## Data records
════════

PR #2240, opened 2026-09-03
feat(peers): fenced peers reuse the workspace build cache via wt/.cargo/config.toml (#2236)

ZhangHanDong:
Fixes #2236

## Summary

A fenced peer (`peer_handoff` with `worktree=true`, or the #20a smart-fence default) is a fresh `git clone --no-hardlinks` under `peers/<slug>/wt` and therefore has no `target/`; on this workspace the first `cargo test` compiled from scratch (147 s / 500 s per invocation) and the peer burned its 50-iteration budget waiting on builds (OLP #45, 2026-09-04).

This PR lets a fenced peer reuse the workspace's warm build cache without touching the fence's `.git` isolation or the sandbox policy:

- When the fence is created and the workspace root has a `Cargo.toml`, write `wt/.cargo/config.toml` with an absolute `[build] target-dir = "<workspace_root>/target"` and add it to `wt/.git/info/exclude`, so the fence's `git status` stays clean and it can never be committed.
- If the repository ships its own `.cargo/config.toml`, leave it untouched and say so.
- Non-Cargo workspaces: no file written, no note.
- The decision is auditable: `model_note` gains a `build cache: …` line, and the `peer_staged` event detail becomes `peer staged (build cache: shared|none|repo-config)`; unfenced peers keep `peer staged`.
- No environment variables are injected; no new dependencies.

## Tests

Six contract-bound tests in `peers::tests` (`fenced_peer_gets_shared_target_dir_config`, `fenced_peer_without_cargo_toml_writes_nothing`, `fenced_peer_keeps_repo_cargo_config`, `unfenced_peer_untouched_by_build_cache`, `peer_staged_detail_reports_build_cache`, `fenced_peer_git_status_clean_after_config`) against real temporary git repositories, no cargo execution. Gates: `cargo test -p octos-cli --features api --lib peers` 38/0, clippy `-D warnings`, fmt; `agent-spec lifecycle` 6/6. Independently re-verified in an isolated worktree by the outer loop.

Contract: `specs/task-issue-2236-fenced-peer-build-cache.spec.md` (un-ignored in `.gitignore` per repo convention).

🤖 Generated with [Claude Code](https://claude.com/claude-code)

https://claude.ai/code/session_016zbAVTB1tkMF49Zr52UB7Z

PR #2310, opened 2026-09-12
fix: avoid redundant CLI rebuilds in Git worktrees

ZhangHanDong:
In a linked worktree, .git is a pointer file. Watching nonexistent .git/HEAD paths made Cargo rebuild the CLI even with no source changes. Cargo colors in CI also broke the regression tests' log detectors, allowing the old linked-worktree bug to pass undetected.

Resolve existing Git metadata paths through Git and keep the embedded hash fresh after commits and branch/detached switches. When a packed branch lacks a loose ref, watch its nearest existing parent; this avoids remote-ref fetch rebuilds when refs/heads or a narrower directory exists and still catches new branch-ref creation without relying on reflogs. Archives nested in another repository retain an empty hash.

Fixture Cargo commands force --color never. Freshness tests positively check the first compile, and a deliberately broken watcher must produce a detected Dirty/recompile. Real local-fetch tests cover ordinary and linked worktrees, disabled/removed reflogs, and missing nested branch directories. No global Cargo configuration or cache wrapper is changed.

Validation: fmt and cargo clippy -p octos-cli --features api --all-targets -- -D warnings passed. All 15 build regressions passed under outer CARGO_TERM_COLOR=always and never. Replacing build.rs with the original main version makes the corrected linked-worktree regression fail under both settings, demonstrating that it detects the original bug. Independent source review found no blocker in the delta.

Full cargo test -p octos-cli --features api --all-targets --no-fail-fast ran all 25 suites: 3,859 passed, 1 failed, 13 ignored. The only failure is the unchanged should_allocate_bridge_ports_as_consecutive_pair test: the existing Node service occupies port 3101. Its baseline failure on unmodified main f4e44b19 was recorded previously, and the service still owns that port. The previously flaky stdio test passed this run. Source hashes stayed unchanged during validation. The full-run failure is not presented as green.

Draft: GLM/K3 final cross-review of the updated head remains incomplete; the previous K3 attempt hit weekly quota HTTP 403. The automated fixtures and Codex source review are not substitutes for live dual-model review receipts.

### DIFF
--- a/crates/octos-cli/build.rs
+++ b/crates/octos-cli/build.rs
@@ -1,14 +1,70 @@
+use std::path::Path;
 use std::process::Command;
 
-fn main() {
-    // Git short hash
-    let hash = Command::new("git")
-        .args(["rev-parse", "--short", "HEAD"])
+/// Run `git -C <dir> <args>`; Ok(stdout) only when the command exited 0.
+fn git_out(dir: &Path, args: &[&str]) -> Option<String> {
+    Command::new("git")
+        .arg("-C")
+        .arg(dir)
+        .args(args)
         .output()
         .ok()
         .filter(|o| o.status.success())
         .map(|o| String::from_utf8_lossy(&o.stdout).trim().to_string())
-        .unwrap_or_default();
+}
+
+/// Resolve an ABSOLUTE, actually-existing git metadata path via
+/// `git rev-parse --path-format=absolute --git-path <name>`.
+/// Returns None when git is unavailable, the repo doesn't exist, or the
+/// resolved path doesn't exist on disk (e.g. packed refs have no loose
+/// ref file) — a rerun-if-changed on a nonexistent path makes cargo mark
+/// the unit dirty on EVERY build (the linked-worktree rebuild bug).
+fn existing_git_path(dir: &Path, name: &str) -> Option<std::path::PathBuf> {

════════

## Required action
Report the number of lines in the listing that contain the word "parse". No other words are permitted.

## Written response
2